His research interests are in the areas of mass estimation and mass-based approaches, ensemble approaches and data stream data mining. He is an associate editor for Journal of Data Mining and Knowledge Discovery. He had co-chaired the Pacific-Asia Conference on Knowledge Discovery and Data Mining 2008. He had served as a member of program committees for a number of international conferences including ACM SIGKDD, IEEE ICDM and ICML.
- Large-scale Support Vector Machines: Current Research Trends and Future Directions by Haimonti Dutta
Abstract:
In supervised learning the goal is to learn a function that describes the relationship between the training examples and corresponding labels.

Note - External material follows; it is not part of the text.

PR #11429, opened 2021-07-08
Add missing XRWebGLBinding API

vinyldarkscratch:
This PR is a part of a project to add missing interfaces and interface features to BCD that are from an active spec (including WICG specs) and is supported in at least one browser.  This particular PR adds the missing `XRWebGLBinding` API, populating the results using data from the [mdn-bcd-collector](https://mdn-bcd-collector.appspot.com) project (v3.1.10).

This function may then be used to predict labels of unseen data (also called test data). Popular examples include handwritten character recognition and spam classification. Support Vector Machines [1] are often used to solve supervised learning problems. Traditional SVM training algorithms such as chunking, sequential minimal optimization [2] scale super-linearly with the number of training examples and quickly become infeasible for large-scale training data. With the advent of datasets that do not fit in main memory, there arises a need to study large scale algorithms for training support vector machines. This tutorial is aimed at discussing existing algorithms and theoretical foundations of the problem in addition to providing insights into practical considerations when using SVMs with big data.
Duration:
1.5 - 2.0 hours
Outline of the tutorial:
Motivation: Large-scale Machine Learning, why bother?
A brief review of Support Vector Machines
Parallel SVM Algorithms with a discussion on convergence rate, scalability and theoretical properties.

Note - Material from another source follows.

PR #11430, opened 2021-07-08
Add test-spec-links.js linter

queengooborg:
This PR adds a new linter to BCD, which checks the spec URLs and confirms whether they are valid based upon a [W3C database](https://github.com/w3c/mdn-spec-links) as well as the statuses (non-standard and deprecated).  This linter also checks for the presence of an MDN URL and alerts us when one is required.

Since there are a number of files that are in need of a spec URL being added (amongst other issues), this linter will **FAIL** for the time being.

Distributed SVM Algorithms with a discussion on convergence rate, communication cost and other theoretical properties.
Recent trends in optimization for SVMs.
Software for Large-scale SVMs
Future Work: Where is it all heading?
Target Audience:
This seminar is suitable for practitioners, researchers and students working in the field of data mining and machine learning. Working knowledge of linear algebra, probability theory, machine learning and knowledge discovery with emphasis on Support Vector Machines will be assumed.
Bio:
Haimonti Dutta holds a joint appointment at the Center for Computational Learning Systems (CCLS), Columbia University, NY and Indraprastha Institute of Information Technology (IIIT), Delhi India. She is an Associate Research Scientist at CCLS and Assistant Professor in the Computer Science and Engineering Department at IIIT, Delhi. She received her Ph.D. in Computer Science and Electrical Engineering (CSEE) from the University of Maryland, Baltimore County (UMBC) in 2007 her thesis being on discovering patterns and knowledge from large scale distributed systems. Her research interests include machine learning, data mining and pattern recognition; distributed optimization; data intensive computing; distributed and parallel data mining. She has been on the program committees for many conferences including Knowledge Discovery and Data Mining Conferences (KDD), International Conference on Data Mining (ICDM), SIAM Data Mining Conference (SDM), European Conference on Machine Learning (ECML) and has presented/published research papers at many prestigious venues including ICDM, SIAM Data Mining Conference, ICML, HiPC and ICMLA. Her current research is funded by the National Science Foundation, National Endowment of Humanities, Epilepsy Research Foundation and an industrial funding from the Consolidated Edison Company of New York. She is a recipient of the Dr B. C. Roy Scholarship for academic excellence and the UMBC Graduate Dissertation Fellowship, and was nominated for the Best Paper Award at the International Conference on Machine Learning and Applications (ICMLA) in 2008.
References:
[1] Corinna Cortes and Vladimir Vapnik. "Support vector networks." In Machine Learning, pages 273-297, 1995.
[2] Platt, John Sequential Minimal Optimization: A Fast Algorithm for Training Support Vector Machines Technical Report, 1998.